With the rising greenhouse gas emissions, it has become inevitable to develop cutting-edge solutions to remove the lingering carbon dioxide from the Earth's atmosphere.

To address this urgent global crisis, an international team of researchers has developed a promising strategy to store and capture carbon dioxide (CO2).

They developed a guanidinium sulfate salt-based method for carbon capture and storage at room temperature and pressure. Scientists used this salt to make "lattice-like structures" called clathrates, which enabled the capturing of CO2 molecules.

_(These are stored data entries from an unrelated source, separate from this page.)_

PR #79, opened 2023-04-18
Replace TripleO images by TCIB images

kajinamit:
We imported container build tools from TripleO as TCIB[1]. Now we are retiring TripleO and should complete the migration.

[1] https://github.com/openstack-k8s-operators/tcib

### DIFF
--- a/api/bases/telemetry.openstack.org_telemetries.yaml
+++ b/api/bases/telemetry.openstack.org_telemetries.yaml
@@ -36,7 +36,7 @@ spec:
             description: CeilometerSpec defines the desired state of Ceilometer
             properties:
               centralImage:
-                default: quay.io/tripleomastercentos9/openstack-ceilometer-central:current-tripleo
+                default: quay.io/podified-antelope-centos9/openstack-ceilometer-central:current-podified
                 type: string
               customServiceConfig:
                 default: '# add your customization here'
@@ -58,7 +58,7 @@ spec:
                 default: A ceilometer agent
                 type: string
               initImage:
-                default: quay.io/tripleomastercentos9/openstack-ceilometer-central:current-tripleo
+                default: quay.io/podified-antelope-centos9/openstack-ceilometer-central:current-podified
                 type: string
               networkAttachmentDefinitions:
                 description: NetworkAttachmentDefinitions list of network attachment
@@ -67,7 +67,7 @@ spec:
                   type: string
                 type: array
               notificationImage:
-                default: quay.io/tripleomastercentos9/openstack-ceilometer-notification:current-tripleo
+                default: quay.io/podified-antelope-centos9/openstack-ceilometer-notification:current-podified
                 type: string
               passwordSelector:
                 default:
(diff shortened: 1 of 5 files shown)


api/bases/telemetry.openstack.org_telemetries.yaml
```diff
@@ -36,7 +36,7 @@ spec:
             description: CeilometerSpec defines the desired state of Ceilometer
             properties:
               centralImage:
```
kajinamit, line 38: Assuming we onboard more services(such as aodh) to telemetry operator, should we rename this to ceilometerCentralImage ?

api/bases/telemetry.openstack.org_telemetries.yaml
```diff
@@ -36,7 +36,7 @@ spec:
...
-                default: quay.io/tripleomastercentos9/openstack-ceilometer-central:current-tripleo
+                default: quay.io/podified-antelope-centos9/openstack-ceilometer-central:current-podified
                 type: string
               customServiceConfig:
```
kajinamit, line 41: Probably we need the prefix for the other options like this. (ceilometerCustomServiceConfig)

api/bases/telemetry.openstack.org_telemetries.yaml
```diff
@@ -36,7 +36,7 @@ spec:
             description: CeilometerSpec defines the desired state of Ceilometer
```
kajinamit, line 36: Should we update this ? (TelemetrySpec ?)

kajinamit (commented):
Just leaving a few off-topic items I noticed.

api/bases/telemetry.openstack.org_telemetries.yaml
paramite: Having CeilometerSpec enables us to add AodhSpec  and have CeilometerCentral separately from Aodh. telemetry-operator won't be managing just one type of service.

api/bases/telemetry.openstack.org_telemetries.yaml
paramite: Not necessarily. If we keep CeilometerCentral and Aodh separated.

api/bases/telemetry.openstack.org_telemetries.yaml
paramite: ditto

paramite (approved):

api/bases/telemetry.openstack.org_telemetries.yaml
kajinamit: My point is that this is the spec schema for kind:Telemetry right ? Then this should not be specific to Ceilometer.

api/bases/telemetry.openstack.org_telemetries.yaml
kajinamit: This is the top level key of Kind: Telemetry so we can't really separate aodh and ceilometer, iiuc.

paramite: Yes you're correct. Replied in haste.

PR #82, opened 2023-05-02
Webhooks for default images

abays:
Default container images are now handled via env vars and internal webhooks, as per the pattern we are using for all NextGen operators.  Also attempts to modernize and clean-up CI workflows as per that pattern in other operators.


.github/workflows/pre-commit.yaml
abays, line 1: This is now handled in prow

jlarriba (approved):
/lgtm

PR #88, opened 2023-05-10
Remove kubebuilder CeilometerCompute default images

abays:
Removes some `kubebuilder` defaults that were inadvertently added to `CeilometerCompute` after the webhooks patch.  Also fixes `make kustomize` so it can re-run without manually removing `kustomize` (a pattern we use in other operators).


leifmadsen (approved):
+1 (deferred +2 approval to cores)

paramite (approved):

PR #105, opened 2023-06-01
Webhook cleanup

abays:
Cleaning up webhooks to conform to the finalized pattern used across all operators.  If/when we refactor the CRDs to account for control and data plane division, we can adjust the webhooks again (but still use this finalized pattern).


jlarriba (approved):
/lgtm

"The guanidinium sulfate serves to organize and trap the CO2 molecules without reacting with them. We have discovered a rare example of a clathrate that is stable and non-corrosive at ambient temperature and pressure, a highly desirable feature compared with ethanol amine, ammonia, and other solutions that are commonly used in carbon capture,” explained Cafer Yavuz, professor of chemistry, and director of the KAUST Oxide and Organic Nanomaterials for Energy & Environment (ONE) Laboratory, in an official statement.

The salt-based, clathrate technique allows for quick CO2 solidification, making it easier to store. Conventionally, CO2 is stored as a solid in the form of dry ice in gas cylinders or as mineral carbonates. In contrast, the clathrate method felicitates the CO2 to be stored as a solid powder.

"Our team made it possible to carry CO2 in a solid form without the need for refrigeration or pressure. You will be able to literally shovel CO2-loaded solids from now on. The impact is wide and strong, as the global fuel industry and the Kingdom entities are actively looking for ways to capture, store and transport CO2 without significant energy penalties," said Yavuz.

The new method is considered energy-efficient as the entire process requires little energy input. Furthermore, the salt-based strategy is less expensive than large, bulky machines that capture this global warming gas.

In the future, this novel method of capturing, transporting, and storing carbon dioxide could be a game changer for many industries.

Various universities conducted this new study; the Southern University of Science and Technology, the University of Science and Technology of China, and the King Abdullah University of Science and Technology.

The results have been reported in the journal Cell Reports Physical Science.

Study abstract:

Reversible CO2 capture and release under ambient conditions is crucial for energy-efficient carbon capture and storage. Here, we report the pressure swing crystallization of CO2 in a single-crystalline guanidinium sulfate-based clathrate salt under practical conditions of 52 kPa and 298 K, with a high CO2 density (0.252 g cm−3) and capacity (17 wt %). The captured CO2 is released as a pure stream through moderate means of pressure or temperature stimulation, all while the desorbed Gua2SO4 is ready for another cycle. The clathrate is selective exclusively to CO2 even in the presence of common flue gas components, such as water vapor and N2, owing to the specific electrostatic interaction between the CO2 and guanidinium cations. The mechanism unraveled through single-crystal studies is distinctively different from physisorption or chemisorption, opening up a promising venue for future carbon capture and storage technologies through rapid CO2 solidification using an abundant salt.